[Listed entries — start]
PR #43, opened 2015-12-08
Add vertical and horizontal display flip functions

MLXXXp:
Adds **flipVertical()** and **flipHorizontal()** user functions to the core library. These send the appropriate commands to the SSD1306 display controller to flip (mirror) the contents of the display vertically or horizontally. If both are used, the display contents will be upside down.

If the boolean parameter passed to the function is _true_, the display will be set to flipped. If _false_, the display will be set to normal. After one of these function is used, the display will remain in that state until changed again, or the display is reset.

Are these useful for the Arduboy? They could be used to set the 0, 0 origin of pixel functions to any corner (and affected X/Y directions). Of course, any text output and bitmaps will be flipped accordingly.

### DIFF
--- a/core.cpp
+++ b/core.cpp
@@ -211,6 +211,32 @@ void ArduboyCore::blank()
     SPI.transfer(0x00);
 }
 
+// flip the display vertically or set to normal
+void ArduboyCore::flipVertical(boolean flip)
+{
+  LCDCommandMode();
+  if (flip) {
+    SPI.transfer(0xC0); // reversed COM scan direction
+  }
+  else {
+    SPI.transfer(0xC8); // normal COM scan direction
+  }
+  LCDDataMode();
+}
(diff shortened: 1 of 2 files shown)


shogerr:
They are useful perhaps, but not without consulting the changes in the private repos for how its been done with Tetris. The developer working on Tetris <s>has no idea how to</s> doesn't use FOSS <s>effectively</s> so we won't be seeing that code anytime soon. It's kind of annoying, I'll leave this PR open for now and try and get some more info on what's been implemented so far and if the libs for Tetris are going to be merged with the master repo. If I get blank looks about merging that code into the master repo, it's probably a good idea to just go ahead and merge this, so it will be : )

shogerr:
Thanks for documenting everything. Looks great.

PR #44, opened 2015-12-18
optimised fillScreen function

spacebruce:
Should be way faster now, no need to do overdraw like in the breakout example.


spacebruce:
Oops, pulled wrong version, still learning Git, my apologies.

PR #535, opened 2016-08-13
automagically detect the length of the iteration data

### LINKED ISSUE #534: Dynamic iteration through data file no longer works?
Hi,

Previously I used v2 newman, and I'm sure when passing in data files, I used -n which iterated through all the rows. Using v3 now, it requires a number e.g. -n 2. Can we fix this?

Regards,

Aaron

czardoz:
Fixes #534


shamasis:
I like! Sadly all build failing! 🙄

kunagpal:
Not anymore.

lib/run/index.js
```diff
@@ -82,7 +82,8 @@ module.exports = function (options, callback) {
         runner.run(options.collection, {
             stopOnFailure: options.bail, // LOL, you just got trolled ¯\_(ツ)_/¯
             abortOnFailure: options.abortOnFailure,
-            iterationCount: options.iterationCount,
+            iterationCount: options.iterationCount ||
+                (_.get(options, 'iterationData') ? options.iterationData.length : 1),
```
shamasis: Will this not error out if iteration data is undefined or not an array? @czardoz

shamasis: Ignore above comment. 

Why not directly do _.get(options, "iterationData.length") || 1

czardoz: If iteration data is present, we should not pass any iteration count.

czardoz:
@kunagpal Can you add a small CLI level test? 

If we run Newman like this:
 
```
newman run collection --iteration-data ./my-csv.csv
```

By default, the number of iterations should equal the number of rows in the CSV.

lib/run/index.js
kunagpal: @czardoz So the intended order of precedence is:

1. iterationData.length
2. iterationCount
3. 1

kunagpal:
Alright.

lib/run/index.js
```diff
@@ -82,7 +82,7 @@ module.exports = function (options, callback) {
         runner.run(options.collection, {
             stopOnFailure: options.bail, // LOL, you just got trolled ¯\_(ツ)_/¯
             abortOnFailure: options.abortOnFailure,
-            iterationCount: options.iterationCount || _.get(options, 'iterationData.length') || 1,
+            iterationCount: _.get(options, 'iterationData.length') || options.iterationCount || 1,
```
czardoz: If iteration count is specified, it should override the length of iteration data.

test/unit/run.test.js
```diff
@@ -70,4 +71,58 @@ describe('run module', function () {
             }
         ], done);
     });
+
+    it('must correctly resolve conflicts between iterationData.length and iterationCount', function (done) {
```
czardoz: By CLI level tests, I meant these: https://github.com/postmanlabs/newman/blob/develop/test/cli/suppress-exit-code.test.js

You should add a spec like that, with iteration data as a CSV file, and then run it in these combinations:
1. `--iteration-data` absent and `--iteration-count` absent (should run one iteration)
2. `--iteration-data` present and `--iteration-count` absent (should run iterations equal to number of rows in iteration data)
3. `--iteration-data` absent and `--iteration-count` present (should run iterations equal to iteration count given)
4. `--iteration-data` present and `--iteration-count` present (should always run iterations equal to given iteration count)

lib/run/index.js
```diff
@@ -82,7 +82,7 @@ module.exports = function (options, callback) {
         runner.run(options.collection, {
             stopOnFailure: options.bail, // LOL, you just got trolled ¯\_(ツ)_/¯
             abortOnFailure: options.abortOnFailure,
-            iterationCount: options.iterationCount,
+            iterationCount: _.get(options, 'iterationData.length') || options.iterationCount || 1,
```
czardoz: iteration count should always override the length of iteration data

test/unit/run.test.js
kunagpal: Okay, how do we verify the number of iterations that occurred from within an `exec` call?

shamasis: By using nock to mock the API and on its reply add callback function with expect. 
https://www.npmjs.com/package/nock

But for now, simply add that it shouldn't throw non zero code and add a todo

lib/run/index.js
```diff
@@ -82,7 +82,7 @@ module.exports = function (options, callback) {
         runner.run(options.collection, {
             stopOnFailure: options.bail, // LOL, you just got trolled ¯\_(ツ)_/¯
             abortOnFailure: options.abortOnFailure,
-            iterationCount: options.iterationCount,
+            iterationCount: options.iterationCount || _.get(options, 'iterationData.length'),
```
shamasis: @czardoz just a thought - if runtime already handles this, we shouldn't even try parsing anything from iteration data.

Issue #537, opened 2016-08-16
empty globals file is generated when using --export-globals option


mykhaylo-:
Hi
My collection has the following code in one of the tests:
``` javascript
var token = postman.getResponseHeader("x-auth-token");
postman.setGlobalVariable("x_auth_token", token);
```
When I run the following command
```bash
newman run -r cli,html -e pub_env.json --bail --export-globals globals.json https://api.getpostman.com/collections/808581-9c4c8735-e0bc-cd88-16f7-b7600d75f416?apikey=$API_KEY
```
[Listed entries — finish]
**Problem**
Your reply should consist of all the records, restated exactly.

**Result for this exercise**
PR #43, opened 2015-12-08
Add vertical and horizontal display flip functions

MLXXXp:
Adds **flipVertical()** and **flipHorizontal()** user functions to the core library. These send the appropriate commands to the SSD1306 display controller to flip (mirror) the contents of the display vertically or horizontally. If both are used, the display contents will be upside down.

If the boolean parameter passed to the function is _true_, the display will be set to flipped. If _false_, the display will be set to normal. After one of these function is used, the display will remain in that state until changed again, or the display is reset.

Are these useful for the Arduboy? They could be used to set the 0, 0 origin of pixel functions to any corner (and affected X/Y directions). Of course, any text output and bitmaps will be flipped accordingly.

### DIFF
--- a/core.cpp
+++ b/core.cpp
@@ -211,6 +211,32 @@ void ArduboyCore::blank()
     SPI.transfer(0x00);
 }
 
+// flip the display vertically or set to normal
+void ArduboyCore::flipVertical(boolean flip)
+{
+  LCDCommandMode();
+  if (flip) {
+    SPI.transfer(0xC0); // reversed COM scan direction
+  }
+  else {
+    SPI.transfer(0xC8); // normal COM scan direction
+  }
+  LCDDataMode();
+}
(diff shortened: 1 of 2 files shown)


shogerr:
They are useful perhaps, but not without consulting the changes in the private repos for how its been done with Tetris. The developer working on Tetris <s>has no idea how to</s> doesn't use FOSS <s>effectively</s> so we won't be seeing that code anytime soon. It's kind of annoying, I'll leave this PR open for now and try and get some more info on what's been implemented so far and if the libs for Tetris are going to be merged with the master repo. If I get blank looks about merging that code into the master repo, it's probably a good idea to just go ahead and merge this, so it will be : )

shogerr:
Thanks for documenting everything. Looks great.

PR #44, opened 2015-12-18
optimised fillScreen function

spacebruce:
Should be way faster now, no need to do overdraw like in the breakout example.


spacebruce:
Oops, pulled wrong version, still learning Git, my apologies.

PR #535, opened 2016-08-13
automagically detect the length of the iteration data

### LINKED ISSUE #534: Dynamic iteration through data file no longer works?
Hi,

Previously I used v2 newman, and I'm sure when passing in data files, I used -n which iterated through all the rows. Using v3 now, it requires a number e.g. -n 2. Can we fix this?

Regards,

Aaron

czardoz:
Fixes #534


shamasis:
I like! Sadly all build failing! 🙄

kunagpal:
Not anymore.

lib/run/index.js
```diff
@@ -82,7 +82,8 @@ module.exports = function (options, callback) {
         runner.run(options.collection, {
             stopOnFailure: options.bail, // LOL, you just got trolled ¯\_(ツ)_/¯
             abortOnFailure: options.abortOnFailure,
-            iterationCount: options.iterationCount,
+            iterationCount: options.iterationCount ||
+                (_.get(options, 'iterationData') ? options.iterationData.length : 1),
```
shamasis: Will this not error out if iteration data is undefined or not an array? @czardoz

shamasis: Ignore above comment. 

Why not directly do _.get(options, "iterationData.length") || 1

czardoz: If iteration data is present, we should not pass any iteration count.

czardoz:
@kunagpal Can you add a small CLI level test? 

If we run Newman like this:
 
```
newman run collection --iteration-data ./my-csv.csv
```

By default, the number of iterations should equal the number of rows in the CSV.

lib/run/index.js
kunagpal: @czardoz So the intended order of precedence is:

1. iterationData.length
2. iterationCount
3. 1

kunagpal:
Alright.

lib/run/index.js
```diff
@@ -82,7 +82,7 @@ module.exports = function (options, callback) {
         runner.run(options.collection, {
             stopOnFailure: options.bail, // LOL, you just got trolled ¯\_(ツ)_/¯
             abortOnFailure: options.abortOnFailure,
-            iterationCount: options.iterationCount || _.get(options, 'iterationData.length') || 1,
+            iterationCount: _.get(options, 'iterationData.length') || options.iterationCount || 1,
```
czardoz: If iteration count is specified, it should override the length of iteration data.

test/unit/run.test.js
```diff
@@ -70,4 +71,58 @@ describe('run module', function () {
             }
         ], done);
     });
+
+    it('must correctly resolve conflicts between iterationData.length and iterationCount', function (done) {
```
czardoz: By CLI level tests, I meant these: https://github.com/postmanlabs/newman/blob/develop/test/cli/suppress-exit-code.test.js

You should add a spec like that, with iteration data as a CSV file, and then run it in these combinations:
1. `--iteration-data` absent and `--iteration-count` absent (should run one iteration)
2. `--iteration-data` present and `--iteration-count` absent (should run iterations equal to number of rows in iteration data)
3. `--iteration-data` absent and `--iteration-count` present (should run iterations equal to iteration count given)
4. `--iteration-data` present and `--iteration-count` present (should always run iterations equal to given iteration count)

lib/run/index.js
```diff
@@ -82,7 +82,7 @@ module.exports = function (options, callback) {
         runner.run(options.collection, {
             stopOnFailure: options.bail, // LOL, you just got trolled ¯\_(ツ)_/¯
             abortOnFailure: options.abortOnFailure,
-            iterationCount: options.iterationCount,
+            iterationCount: _.get(options, 'iterationData.length') || options.iterationCount || 1,
```
czardoz: iteration count should always override the length of iteration data

test/unit/run.test.js
kunagpal: Okay, how do we verify the number of iterations that occurred from within an `exec` call?

shamasis: By using nock to mock the API and on its reply add callback function with expect. 
https://www.npmjs.com/package/nock

But for now, simply add that it shouldn't throw non zero code and add a todo

lib/run/index.js
```diff
@@ -82,7 +82,7 @@ module.exports = function (options, callback) {
         runner.run(options.collection, {
             stopOnFailure: options.bail, // LOL, you just got trolled ¯\_(ツ)_/¯
             abortOnFailure: options.abortOnFailure,
-            iterationCount: options.iterationCount,
+            iterationCount: options.iterationCount || _.get(options, 'iterationData.length'),
```
shamasis: @czardoz just a thought - if runtime already handles this, we shouldn't even try parsing anything from iteration data.

Issue #537, opened 2016-08-16
empty globals file is generated when using --export-globals option


mykhaylo-:
Hi
My collection has the following code in one of the tests:
``` javascript
var token = postman.getResponseHeader("x-auth-token");
postman.setGlobalVariable("x_auth_token", token);
```
When I run the following command
```bash
newman run -r cli,html -e pub_env.json --bail --export-globals globals.json https://api.getpostman.com/collections/808581-9c4c8735-e0bc-cd88-16f7-b7600d75f416?apikey=$API_KEY
```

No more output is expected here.